▶ Exercise prompt: Could you write out each entry exactly as it reads?

▶ Dataset records:

┌────────

PR #1342, opened 2017-04-30
rc: Replace `setsid` calls with POSIX shell scripts

lenormf:
Better rely on the shell rather than on an external binary which might not be installed.

### DIFF
--- a/rc/base/x11.kak
+++ b/rc/base/x11.kak
@@ -28,7 +28,9 @@ The optional arguments will be passed as arguments to the new client} \
            exit
         fi
         if [ $# -ne 0 ]; then kakoune_params="-e '$@'"; fi
-        setsid ${kak_opt_termcmd} "kak -c ${kak_session} ${kakoune_params}" < /dev/null > /dev/null 2>&1 &
+        {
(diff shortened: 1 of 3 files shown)


mawww:
Are you sure this pattern will create the processes in a new process group ? the point of that `setsid` is to make sure the terminal emulator processes are not in the same process group as the Kakoune server, so that when hitting `<c-c>` in Kakoune, they dont get killed.

lenormf:
New terminals are spawned in those files, which means their parent process will be the initd (`pid=1`). I verified that using `ps axo ppid,pid,cmd`, I think we should be fine?

mawww:
Nope, that is not sufficient, here, with rxvt-unicode, if I apply your changes then run kak, `:new` then `<c-c>` the second client dies. That was the reason for the setsid call, we need to detach those terminal processes from the kakoune server process group, and putting them in a new posix session does just that.

lenormf:
`<c-c>` does nothing here, I must not have any job control in my newly created terminal?

mawww:
Maybe the terminal emulator you are using does some session management itself. Whats your terminal emulator ?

└────────

▶ Response to the exercise:
PR #1342, opened 2017-04-30
rc: Replace `setsid` calls with POSIX shell scripts

lenormf:
Better rely on the shell rather than on an external binary which might not be installed.

### DIFF
--- a/rc/base/x11.kak
+++ b/rc/base/x11.kak
@@ -28,7 +28,9 @@ The optional arguments will be passed as arguments to the new client} \
            exit
         fi
         if [ $# -ne 0 ]; then kakoune_params="-e '$@'"; fi
-        setsid ${kak_opt_termcmd} "kak -c ${kak_session} ${kakoune_params}" < /dev/null > /dev/null 2>&1 &
+        {
(diff shortened: 1 of 3 files shown)


mawww:
Are you sure this pattern will create the processes in a new process group ? the point of that `setsid` is to make sure the terminal emulator processes are not in the same process group as the Kakoune server, so that when hitting `<c-c>` in Kakoune, they dont get killed.

lenormf:
New terminals are spawned in those files, which means their parent process will be the initd (`pid=1`). I verified that using `ps axo ppid,pid,cmd`, I think we should be fine?

mawww:
Nope, that is not sufficient, here, with rxvt-unicode, if I apply your changes then run kak, `:new` then `<c-c>` the second client dies. That was the reason for the setsid call, we need to detach those terminal processes from the kakoune server process group, and putting them in a new posix session does just that.

lenormf:
`<c-c>` does nothing here, I must not have any job control in my newly created terminal?

mawww:
Maybe the terminal emulator you are using does some session management itself. Whats your terminal emulator ?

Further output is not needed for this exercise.